▸ **Your goal**
All records below are to be repeated precisely, with nothing added.
++++++++++++++++++++
PR #204, opened 2018-06-26
Python script for creating Spine nodes, and documentation

mjtorn:
The script might not win beauty contests any more than the documentation might win literary contests, but at least we should be able to close #134 and #159!

And this one after you merge it ;)


fleskesvor:
Great job on getting this to work! 🙂 I'm wondering if it wouldn't be better to have this be a separate project from Escoria though, since it's not a core part of the framework, and link to it under a "resources" section in the readme. What do you think, @StraToN?

StraToN:
Let's ask @akien-mga for his opinion, but I think I have an idea of his answer: this script, even very interesting, is not specifically related to Escoria itself and thus should not be merged in Escoria, nor in Godot editor because we cannot deal with all animation softwares of the industry ourselves ; this is the community's work.

I'd personally advise to keep this script separated, but make it visible (in the README or somewhere else). Another good idea would be to propose Spine to include this script with their official tools so they can evolve it.

akien-mga:
Since it seems useful for non-Escoria Godot projects, I think it might be better hosted separately indeed and linked to in the docs (the added docs file for Spine usage in Escoria could stay, with relevant edits to link to where that script lives).

Otherwise if it were Escoria-specific, but not a dependency of Escoria (i.e. you don't need it to use the framework), I wouldn't mind having it in the main tree but it should likely go in a specific folder like `contrib/spine` or something like that.

mjtorn:
Thanks for the encouraging and nice comments :)

Sadly it's not Escoria-specific. In order to put all the Escoria goodness in the script, I'd have to define some kind of DSL/jsonschema where you type in all the things, run the script, and have it blow up because who the hell gets that stuff right on the first try. Nor would I have time to write unit tests for something so complex. On top of that, it would probably require a Godot scene parser in Python to compare results with.

Instead the unfolded sections are such that it's not too painful to do the Escoria stuff after creating a scene with this, which also makes it more general.

I understand and actually agree with your assessment and hope this PR can hang in here until I have time to organize it somewhere else.

StraToN:
Let's keep this one pending then, until we find the best place to put this script.

mjtorn:
I created a repo https://github.com/mjtorn/spine-to-godot for the tool, so I'll drop everything but the documentation from this PR and force-push.

Showed it at https://github.com/EsotericSoftware/spine-runtimes/issues/728 as well.

mjtorn:
@StraToN, clear to merge?

StraToN:
Yep! Great job on this @mjtorn  :)

PR #205, opened 2018-07-04
Settings for HiDPI/Retina, fix aspect ratio

mjtorn:
Although the documentation for
[Multiple Settings](http://docs.godotengine.org/en/3.0/tutorials/viewports/multiple_resolutions.html)
makes it sound like the `Expand` aspect ratio doesn't do
what we want, godotengine/godot#19912 states that this is the correct way.

~Further documentation may be warranted for the scene tree to
avoid having a clear-color bar at the top of a Retina game.~

~This commit does not yet address that documentation.~

It appears that it was a bug in Escoria that caused the problems with other aspect ratios.

### DIFF
--- a/device/globals/main.gd
+++ b/device/globals/main.gd
@@ -88,34 +88,6 @@ func wait(time, level):
 	wait_timer.set_one_shot(true)
 	wait_timer.start()
 
-func check_screen():
-#	var vs = OS.get_video_mode_size()
-	var vs = OS.get_screen_size()
-	if vs == vm_size:
-		return
-	vm_size = vs
-
-	var rate = float(vs.x)/float(vs.y)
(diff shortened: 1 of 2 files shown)


mjtorn:
I tested removing `_check_screen()` on OSX (Retina) and Linux (4k) and it works, but not exports or Windows.

fleskesvor:
Interestingly, this also make the hud canvas layer scale with the window size, which might it easier to keep positioning of dialogs when they are moved and if the window is scaled. I found no regressions in testing either, so this looks like a good improvement. Thanks, @mjtorn. 👍

fleskesvor:
No worries; easy mistake. :slightly_smiling_face:

PR #208, opened 2018-07-13
Use the "keep" stretch mode for HiDPI/Retina

mjtorn:
If I'd have had time to properly test these during the past two weeks or so, this would have been a part of #205 :/

### DIFF
--- a/device/project.godot
+++ b/device/project.godot
@@ -23,11 +23,14 @@ esc_type="*res://globals/escoria_types.gd"
 
 window/size/width=1920
 window/size/height=1080
+window/size/resizable=false
+window/size/fullscreen=false
 window/size/test_width=1920
 window/size/test_height=1080
 window/dpi/allow_hidpi=true
 window/stretch/mode="2d"
-window/stretch/aspect="expand"
+window/stretch/aspect="keep"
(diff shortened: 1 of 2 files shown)


fleskesvor:
Why does your PR also set "resizable" and "fullscreen" to false? I agree that you usually shouldn't be able to resize a game window, but for convenience and until we have a settings template to change screen sizes, it might make testing easier to be able to resize windows?

fleskesvor:
Ok, that makes sense. Do you think you could add a line or two to the export docs about which settings to set to what before exporting?

mjtorn:
@fleskesvor are you ok with that documentation? I added some other tacit knowledge I've accrued over the months as well.

mjtorn:
I hope this isn't seen as an abuse of my new superpowers, but this has been hanging for a while and is proven to work so I think it should go in. We can address documentation issues later if need be, but let's keep the balls rolling!

fleskesvor:
Sorry for the late reply. Yes, that documentation is perfect. :+1: 

> I hope this isn't seen as an abuse of my new superpowers

No, there's no controversy here. Welcome onboard. :slightly_smiling_face:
++++++++++++++++++++
▸ **Written reply**
PR #204, opened 2018-06-26
Python script for creating Spine nodes, and documentation

mjtorn:
The script might not win beauty contests any more than the documentation might win literary contests, but at least we should be able to close #134 and #159!

And this one after you merge it ;)


fleskesvor:
Great job on getting this to work! 🙂 I'm wondering if it wouldn't be better to have this be a separate project from Escoria though, since it's not a core part of the framework, and link to it under a "resources" section in the readme. What do you think, @StraToN?

StraToN:
Let's ask @akien-mga for his opinion, but I think I have an idea of his answer: this script, even very interesting, is not specifically related to Escoria itself and thus should not be merged in Escoria, nor in Godot editor because we cannot deal with all animation softwares of the industry ourselves ; this is the community's work.

I'd personally advise to keep this script separated, but make it visible (in the README or somewhere else). Another good idea would be to propose Spine to include this script with their official tools so they can evolve it.

akien-mga:
Since it seems useful for non-Escoria Godot projects, I think it might be better hosted separately indeed and linked to in the docs (the added docs file for Spine usage in Escoria could stay, with relevant edits to link to where that script lives).

Otherwise if it were Escoria-specific, but not a dependency of Escoria (i.e. you don't need it to use the framework), I wouldn't mind having it in the main tree but it should likely go in a specific folder like `contrib/spine` or something like that.

mjtorn:
Thanks for the encouraging and nice comments :)

Sadly it's not Escoria-specific. In order to put all the Escoria goodness in the script, I'd have to define some kind of DSL/jsonschema where you type in all the things, run the script, and have it blow up because who the hell gets that stuff right on the first try. Nor would I have time to write unit tests for something so complex. On top of that, it would probably require a Godot scene parser in Python to compare results with.

Instead the unfolded sections are such that it's not too painful to do the Escoria stuff after creating a scene with this, which also makes it more general.

I understand and actually agree with your assessment and hope this PR can hang in here until I have time to organize it somewhere else.

StraToN:
Let's keep this one pending then, until we find the best place to put this script.

mjtorn:
I created a repo https://github.com/mjtorn/spine-to-godot for the tool, so I'll drop everything but the documentation from this PR and force-push.

Showed it at https://github.com/EsotericSoftware/spine-runtimes/issues/728 as well.

mjtorn:
@StraToN, clear to merge?

StraToN:
Yep! Great job on this @mjtorn  :)

PR #205, opened 2018-07-04
Settings for HiDPI/Retina, fix aspect ratio

mjtorn:
Although the documentation for
[Multiple Settings](http://docs.godotengine.org/en/3.0/tutorials/viewports/multiple_resolutions.html)
makes it sound like the `Expand` aspect ratio doesn't do
what we want, godotengine/godot#19912 states that this is the correct way.

~Further documentation may be warranted for the scene tree to
avoid having a clear-color bar at the top of a Retina game.~

~This commit does not yet address that documentation.~

It appears that it was a bug in Escoria that caused the problems with other aspect ratios.

### DIFF
--- a/device/globals/main.gd
+++ b/device/globals/main.gd
@@ -88,34 +88,6 @@ func wait(time, level):
 	wait_timer.set_one_shot(true)
 	wait_timer.start()
 
-func check_screen():
-#	var vs = OS.get_video_mode_size()
-	var vs = OS.get_screen_size()
-	if vs == vm_size:
-		return
-	vm_size = vs
-
-	var rate = float(vs.x)/float(vs.y)
(diff shortened: 1 of 2 files shown)


mjtorn:
I tested removing `_check_screen()` on OSX (Retina) and Linux (4k) and it works, but not exports or Windows.

fleskesvor:
Interestingly, this also make the hud canvas layer scale with the window size, which might it easier to keep positioning of dialogs when they are moved and if the window is scaled. I found no regressions in testing either, so this looks like a good improvement. Thanks, @mjtorn. 👍

fleskesvor:
No worries; easy mistake. :slightly_smiling_face:

PR #208, opened 2018-07-13
Use the "keep" stretch mode for HiDPI/Retina

mjtorn:
If I'd have had time to properly test these during the past two weeks or so, this would have been a part of #205 :/

### DIFF
--- a/device/project.godot
+++ b/device/project.godot
@@ -23,11 +23,14 @@ esc_type="*res://globals/escoria_types.gd"
 
 window/size/width=1920
 window/size/height=1080
+window/size/resizable=false
+window/size/fullscreen=false
 window/size/test_width=1920
 window/size/test_height=1080
 window/dpi/allow_hidpi=true
 window/stretch/mode="2d"
-window/stretch/aspect="expand"
+window/stretch/aspect="keep"
(diff shortened: 1 of 2 files shown)


fleskesvor:
Why does your PR also set "resizable" and "fullscreen" to false? I agree that you usually shouldn't be able to resize a game window, but for convenience and until we have a settings template to change screen sizes, it might make testing easier to be able to resize windows?

fleskesvor:
Ok, that makes sense. Do you think you could add a line or two to the export docs about which settings to set to what before exporting?

mjtorn:
@fleskesvor are you ok with that documentation? I added some other tacit knowledge I've accrued over the months as well.

mjtorn:
I hope this isn't seen as an abuse of my new superpowers, but this has been hanging for a while and is proven to work so I think it should go in. We can address documentation issues later if need be, but let's keep the balls rolling!

fleskesvor:
Sorry for the late reply. Yes, that documentation is perfect. :+1: 

> I hope this isn't seen as an abuse of my new superpowers

No, there's no controversy here. Welcome onboard. :slightly_smiling_face:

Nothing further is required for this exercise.